InvenTrust Properties Corp.
- Type: Public company
- Traded as: NYSE: IVT; S&P 600 component;
- Industry: Real estate investment trust
- Founded: 2004; 22 years ago
- Headquarters: Downers Grove, Illinois
- Key people: Daniel J. Busch (President & CEO); Michael Phillips (CFO);
- Products: Shopping malls
- Revenue: ▲$299 million (2025)
- Net income: ▲$111 million (2025)
- Total assets: ▲$2.788 billion (2025)
- Total equity: ▲$1.794 billion (2025)
- Number of employees: 103 (2025)
- Website: inventrustproperties.com

= InvenTrust Properties =

InvenTrust Properties Corp. is a real estate investment trust that invests in shopping malls. As of December 31, 2025, the company owned interests in 73 properties comprising 11.6 million square feet.

==Timeline==
The company was launched in 2005 as Inland American Real Estate Trust.

In 2012, Inland Western completed an initial public offering.

As of February 2014, the company was the largest non-publicly traded real estate investment trust in the United States.

In March 2014, the firm announced that functions performed by its external, related-party managers would now be performed by the REIT itself.

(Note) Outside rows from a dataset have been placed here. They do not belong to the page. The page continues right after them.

PR #358, opened 2017-07-21
process_helpers updates

charlierudolph:
Removes the pipes solution in favor of using a single pipe and allowing multiple functions to be added as callbacks anytime something is output.


exo-go/src/app_runner/index.go
```diff
@@ -90,26 +91,29 @@ func (a *AppRunner) Start() error {
...
+		onlineTextRegex, err = regexp.Compile(fmt.Sprintf("%s.*%s", role, onlineText))
+		if err != nil {
 			return err
 		}
+		go func(role string, onlineTextRegex *regexp.Regexp) {
+			a.waitForOnlineText(process, role, onlineTextRegex)
+			wg.Done()
+		}(role, onlineTextRegex)
 	}
+	wg.Wait()
```
charlierudolph, line 107: We can move back to doing this all at the same time since we no longer have multiple goroutines reading from the same pipe and instead each is adding a new func to be called anytime there is new output

exo-go/src/app_runner/index.go
```diff
@@ -90,26 +91,29 @@ func (a *AppRunner) Start() error {
 	if err != nil {
 		return err
 	}
+	var wg sync.WaitGroup
+	var onlineTextRegex *regexp.Regexp
 	for role, onlineText := range onlineTexts {
-		if err = a.waitForOnlineText(process, role, onlineText); err != nil {
+		wg.Add(1)
+		onlineTextRegex, err = regexp.Compile(fmt.Sprintf("%s.*%s", role, onlineText))
```
charlierudolph, line 98: Moved this regular expression compilation up here so we can deal with the error if there is one and now the goroutine doesn't need to somehow pass an error

exo-go/src/process_helpers/process.go
```diff
@@ -119,47 +129,41 @@ func (p *Process) Wait() error {
...
+	} else {
+		id := uuid.NewV4().String()
+		p.AddOutputFunc(id, func(output string) {
+			if condition(output) {
+				err <- nil
+				p.RemoveOutputFunc(id)
+			}
+		})
 	}
+	p.outputMutex.Unlock()
```
charlierudolph, line 144: Lock/unlock the output to prevent it from being updated while this function is checking against the pre-existing output and adding a new callback if needed

exo-go/test_helpers/add_feature_context.go
```diff
@@ -28,7 +28,7 @@ func createEmptyApp(appName, cwd string) error {
 	fields := []string{"AppName", "AppDescription", "AppVersion", "ExocomVersion"}
 	inputs := []string{appName, "Empty test application", "1.0.0", "0.22.1"}
 	for i, field := range fields {
-		if err := process.WaitForTextWithTimeout(field, 1000); err != nil {
+		if err := process.WaitForTextWithTimeout(field, 5000); err != nil {
```
charlierudolph, line 32: The 1000 millisecond timeout wasn't enough on travis. It shouldn't ever take 5 seconds but this is just to give it a nice buffer

exo-go/src/process_helpers/index.go
```diff
@@ -26,24 +25,13 @@ func Run(dir string, commandWords ...string) (string, error) {
...
-	}
-	cmd := exec.Command(commandWords[0], commandWords[1:]...) // nolint gas
-	cmd.Dir = dir
-	stdoutPipe, err := cmd.StdoutPipe()
-	if err != nil {
-		return err
-	}
-	go readPipe(stdoutPipe, log)
-	if err := cmd.Start(); err != nil {
+	process := NewProcess("docker-compose", "up")
```
cheahuychou: Why are we making a process for `"docker-compose up"` inside `RunAndLog`?

charlierudolph: no wonder this is broken. Thanks!

PR #361, opened 2017-07-24
[new exo-run 4] boot up dependencies separately from services

### LINKED ISSUE #315: boot up dependencies separately from services
> When using dependencies that take a while to boot up
I want "exo run" to wait before it boots up services that depend on them
So that my services find fully running dependencies when they boot up and don't have to implement complicated wait or retry logic to connect to their dependencies.

- "exo run" first boots up all dependencies, and only when they all run then all the services
- the dependencies include application and service dependencies
- after the dependencies are up, it prints "dependencies are online"
- after the services are up, it prints "services are online"

cheahuychou:
resolves #315


exo-go/src/app_runner/index.go
```diff
@@ -82,23 +89,49 @@ func (a *AppRunner) Shutdown(shutdownConfig types.ShutdownConfig) error {
...
+		return errors.Wrap(err, fmt.Sprintf("Failed to run services\nOutput: %s\nError: %s\n", process.Output, err))
+	}
+	for role, onlineText := range serviceOnlineTexts {
+		if err := a.waitForOnlineText(process, role, onlineText); err != nil {
+			return err
+		}
 	}
-	return err
+	a.write("all services online")
+	return nil
```
charlierudolph: `startDependencies` and `startServices`are very repetitive. I think the two could be dried up with something like:
```go
func startImages(imageNames []string, imageOnlineTexts map[string]string, identifier string) error {
  // identifier used when wrapping errors and for the final log message 
}
```

cheahuychou:
@charlierudolph comment addressed

exo-go/src/docker_compose/index.go
```diff
@@ -20,9 +20,9 @@ func PullAllImages(dockerComposeLocation string, log func(string)) error {
 	return processHelpers.RunAndLog(dockerComposeLocation, log, "docker-compose", "pull")
 }
 
-// RunAllImages runs all the docker images
-func RunAllImages(env []string, cwd string, log func(string)) (*processHelpers.Process, error) {
-	process := processHelpers.NewProcess("docker-compose", "up")
+// RunImages runs the given docker images
+func RunImages(images []string, env []string, cwd string, log func(string)) (*processHelpers.Process, error) {
+	process := processHelpers.NewProcess(append([]string{"docker-compose", "up"}, images...)...)
```
charlierudolph, line 25: I think this line can be simplified to `processHelpers.NewProcess("docker-compose", "up", images...)`

charlierudolph (commented):
Please merge with master as the waiting for online text changed with my process helpers PR. I want to take one more quick look after that is merged

exo-go/src/docker_compose/index.go
cheahuychou: I had already tried that. This was the error:
```
src/docker_compose/index.go:25: too many arguments in call to processHelpers.NewProcess
	have (string, string, []string...)
	want (...string)
```

charlierudolph: Danget. Come on golang. Thats just weird

exo-go/src/app_runner/index.go
```diff
@@ -63,6 +70,31 @@ func (a *AppRunner) getEnv() []string {
...
+		if err != nil {
+			return err
+		}
+		go func(role string, onlineTextRegex *regexp.Regexp) {
+			a.waitForOnlineText(process, role, onlineTextRegex)
+			wg.Done()
+		}(role, onlineTextRegex)
+	}
+	wg.Wait()
+	if err == nil {
```
charlierudolph: I know you were just copying code, but I believe this check can go away as err will never be non-nil at this point.

charlierudolph (approved):

cheahuychou:
closed in: https://github.com/Originate/exosphere/commit/114650a41c58c210805ee4f2d9b3ae621ebff121

PR #362, opened 2017-07-25
Exo-deploy cleanup

hugoesthere:
Extracted an `AppDeployer` class to prepare it for another PR coming soon, and did some small cleanup.


exo-go/src/app_deployer/index.go
```diff
@@ -0,0 +1,35 @@
...
+}
+
+// NewAppDeployer is the constructor for the appDeployer class
+func NewAppDeployer(appConfig types.AppConfig, serviceConfigs map[string]types.ServiceConfig, appDir, homeDir string) *AppDeployer {
+	return &AppDeployer{
+		AppConfig:      appConfig,
+		ServiceConfigs: serviceConfigs,
+		AppDir:         appDir,
+		HomeDir:        homeDir,
+		TerraformDir:   filepath.Join(appDir, "terraform"),
```
charlierudolph: Since this is based on appDir, how about having it be a computed property `getTerraformDir`? (can make it public if needed)

charlierudolph (approved):

exo-go/src/app_deployer/index.go
```diff
@@ -0,0 +1,39 @@
...
+}
+
+// NewAppDeployer is the constructor for the appDeployer class
+func NewAppDeployer(appConfig types.AppConfig, serviceConfigs map[string]types.ServiceConfig, appDir, homeDir string) *AppDeployer {
+	return &AppDeployer{
+		AppConfig:      appConfig,
+		ServiceConfigs: serviceConfigs,
+		AppDir:         appDir,
+		HomeDir:        homeDir,
+		TerraformDir:   getTerraformDir(appDir),
```
charlierudolph: I was trying to suggest removing `TerraformDir` as a property of the `AppDeployer` in favor of a function.

exo-go/src/terraform_file_helpers/index_test.go
```diff
@@ -132,12 +137,13 @@ var _ = Describe("Given an application with public and private services", func()
...
-  cluster_id            = "${module.aws.cluster_id}"
-  command               = ["exo-js"]
-  cpu_units             = "128"
-  env                   = "production"
-  memory_reservation    = "128"
-  region                = "${var.region}"
+  cluster_id    = "${module.aws.cluster_id}"
+  command       = ["exo-js"]
+  cpu           = "128"
+	desired_count = 1
```
charlierudolph: This appears to have odd whitespace

exo-go/src/app_deployer/index.go
hugoesthere: I can envision this field being needed in other functions in this package. Like in a `Destroy()` function or something. In that case does it make more sense to keep it as a struct field?

charlierudolph: I think its best to keep minimal state (less the think about). This can be computed very quickly so I don't see any reason we need to cache it. The function can be public if needed elsewhere.

charlierudolph (approved):

PR #363, opened 2017-07-25
[new exo-run 5] rebooting changed services

### LINKED ISSUE #314: rebooting changed services
> When developing code on a running Exosphere application
I want that services that I change get automatically rebooted
So that I see the effects of my edits in the running application.

- anytime a file is created, updated, or deleted, the respective service is restarted

cheahuychou:
resolves #314


exo-go/src/service_restarter/index.go
```diff
@@ -0,0 +1,79 @@
...
+	ServiceName      string
+	ServiceDir       string
+	DockerComposeDir string
+	Env              []string
+	Log              func(string)
+	watcher          *fsnotify.Watcher
+}
+
+// Watch watches the service directory for changes
+func (s *ServiceRestarter) Watch(watcherErr chan<- error) error {
```
charlierudolph: Thoughts on renaming `watcherErr` to `watchErrChannel`

exo-go/src/app_runner/index.go
```diff
@@ -12,30 +12,31 @@ import (
...
-	AppDir               string
-	homeDir              string
-	Env                  map[string]string
-	DockerConfigLocation string
+	AppConfig        types.AppConfig
+	Logger           *logger.Logger
+	AppDir           string
+	homeDir          string
+	Env              map[string]string
+	DockerComposeDir string
```
charlierudolph, line 28: In a separate PR please make this a computed property instead of saving it since it is related to appDir

exo-go/src/app_runner/index.go
```diff
@@ -113,6 +114,19 @@ func (a *AppRunner) Shutdown(shutdownConfig types.ShutdownConfig) error {
...
 // Start runs the application and returns the process and returns an error if any
 func (a *AppRunner) Start() error {
+	watcherErr := make(chan error)
+	if err := a.watchServices(watcherErr); err != nil {
+		return err
+	}
+	go func() {
+		err := <-watcherErr
+		if err != nil {
+			if err := a.Shutdown(types.ShutdownConfig{CloseMessage: "Failed to restart"}); err != nil {
```
charlierudolph: Thoughts on changing "Failed to restart" to "Error watching services for changes". Its not guaranteed the error happened while trying to restart

exo-go/src/app_runner/index.go
```diff
@@ -113,6 +114,19 @@ func (a *AppRunner) Shutdown(shutdownConfig types.ShutdownConfig) error {
...
+				a.write("Failed to shutdown")
+			}
+		}
+	}()
```
charlierudolph: I think this goroutine and the watcherErr variable should live in the `watchServices` function.

exo-go/src/docker_compose/index.go
```diff
@@ -3,28 +3,43 @@ package dockerCompose
...
 	process := processHelpers.NewProcess(append([]string{"docker-compose", "up"}, images...)...)
-	process.SetDir(cwd)
+	process.SetDir(dockerComposeDir)
 	process.SetEnv(env)
 	process.AddOutputFunc("log", log)
 	return process, process.Start()
 }
+
+// StartContainer starts the docker container of the given service
+func StartContainer(serviceName string, env []string, dockerComposeDir string, log func(string)) error {
```
charlierudolph: This is called startContainer but it calls `docker-compose restart ...`. Should it be renamed to RestartContainer?

exo-go/src/service_restarter/index.go
```diff
@@ -0,0 +1,79 @@
...
+			select {
+			case event := <-watcher.Events:
+				if isCreate(event) {
+					s.Log(fmt.Sprintf("Restarting service '%s' because %s was created", s.ServiceName, event.Name))
+				} else if isRemove(event) {
+					s.Log(fmt.Sprintf("Restarting service '%s' because %s was deleted", s.ServiceName, event.Name))
+				} else if isChange(event) {
+					s.Log(fmt.Sprintf("Restarting service '%s' because %s was changed", s.ServiceName, event.Name))
+				}
+				watcherErr <- s.restart(watcherErr)
```
charlierudolph: I don't think we should push nil into the error channel. I think we should only push errors.

exo-go/src/service_restarter/index.go
```diff
@@ -0,0 +1,79 @@
...
+
+func isCreate(event fsnotify.Event) bool {
+	return event.Op&fsnotify.Create == fsnotify.Create
+}
+
+func isRemove(event fsnotify.Event) bool {
+	return event.Op&fsnotify.Remove == fsnotify.Remove
+}
+
+func (s *ServiceRestarter) restart(watcherErr chan<- error) error {
```
charlierudolph: This function doesn't need to return an error and could just push the errors it runs into the error channel directly.

exo-go/src/service_restarter/index.go
```diff
@@ -0,0 +1,79 @@
...
+	if err := s.watcher.Close(); err != nil {
+		return err
+	}
+	if err := dockerCompose.KillContainer(s.ServiceName, s.DockerComposeDir, s.Log); err != nil {
+		s.Log(fmt.Sprintf("Docker failed to kill container %s", s.ServiceName))
```
charlierudolph: Thoughts on wrapping the error instead of logging and leaving it the listener of the error channel to log? I believe currently there are some errors pushed into the channel that aren't wrapped and also not logged because the listener on the channel does not log the error passed to it.

exo-go/src/service_restarter/index.go
charlierudolph: Also since this is passed an error channel I don't think we need to return an error and can instead pass any error into the error channel.

exo-go/features/run/restart-service.feature
```diff
@@ -0,0 +1,18 @@
...
+
+  Rules:
+  - "exo run" will restart a service when a change occurs inside the service folder
+
+  Scenario: automatically restart a service when a change occurs
+    Given I am in the root directory of the "running" example application
+    And my application has been set up correctly
+    When starting "exo run" in my application directory
+    Then it prints "all dependencies online" in the terminal
+    And it prints "all services online" in the terminal
```
charlierudolph: I think these three lines should all start with And instead of "When" / "Then" since they are preconditions. We should have only one "When" per scenario and that should be the action we are testing

exo-go/features/run/restart-service.feature
```diff
@@ -0,0 +1,18 @@
...
+    When adding a file to "mongo-service" service folder
+    Then the "users" service restarts
+    Then it prints "'users' restarted successfully" in the terminal
```
charlierudolph: Thoughts on combining these two steps? `Then the "users" service restarts` could wait for both the restarting and restarted successfully message

cheahuychou:

charlierudolph:
Please look back through my comments as a few were not addressed. In the future, it may be helpful to comment on each thread as it is addressed in order to keep better track. Also now that the logging was removed the service restarter the app runner should log any error it receives in the `watchErrorChannel`.

exo-go/src/service_restarter/index.go
```diff
@@ -61,22 +59,21 @@ func isRemove(event fsnotify.Event) bool {
 	return event.Op&fsnotify.Remove == fsnotify.Remove
 }
 
-func (s *ServiceRestarter) restart(watcherErrChannel chan<- error) error {
+func (s *ServiceRestarter) restart(watcherErrChannel chan<- error) {
 	if err := s.watcher.Close(); err != nil {
-		return err
+		watcherErrChannel <- err
```
charlierudolph: You will still need to return after pushing an error into the channel as we don't want the function to continue executing.

cheahuychou: fixed

exo-go/src/service_restarter/index.go
```diff
@@ -0,0 +1,85 @@
...
+			select {
+			case event := <-watcher.Events:
+				if isCreate(event) {
+					s.Log(fmt.Sprintf("Restarting service '%s' because %s was created", s.ServiceName, event.Name))
+				} else if isRemove(event) {
+					s.Log(fmt.Sprintf("Restarting service '%s' because %s was deleted", s.ServiceName, event.Name))
+				} else if isChange(event) {
+					s.Log(fmt.Sprintf("Restarting service '%s' because %s was changed", s.ServiceName, event.Name))
+				}
+				s.restart(watcherErrChannel)
```
charlierudolph, line 40: I think we should return here after calling restart. Since the watcher will be closed in the restart function I don't think we need to keep this goroutine running

charlierudolph (approved):

cheahuychou:
closed in: https://github.com/Originate/exosphere/commit/4c74b22e7ba6fb901a1aa594f4238215c8d44de6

In September 2014, the company sold its select-service hotel portfolio to NorthStar Realty Finance (now DigitalBridge) for $1.1 billion. The proceeds of $480 million were invested in shopping malls and student housing.

In February 2015, the company completed the corporate spin-off of Xenia Hotels & Resorts to its shareholders.

In April 2015, the company changed its name to InvenTrust Properties.

In April 2016, the company completed the corporate spin-off of Highlands REIT.

In June 2016, the company sold its student housing division to a group including the CPP Investment Board for $1.4 billion.

In October 2021, the company became a public company.

In June 2025, InvenTrust sold five shopping centers in Southern California for $306 million.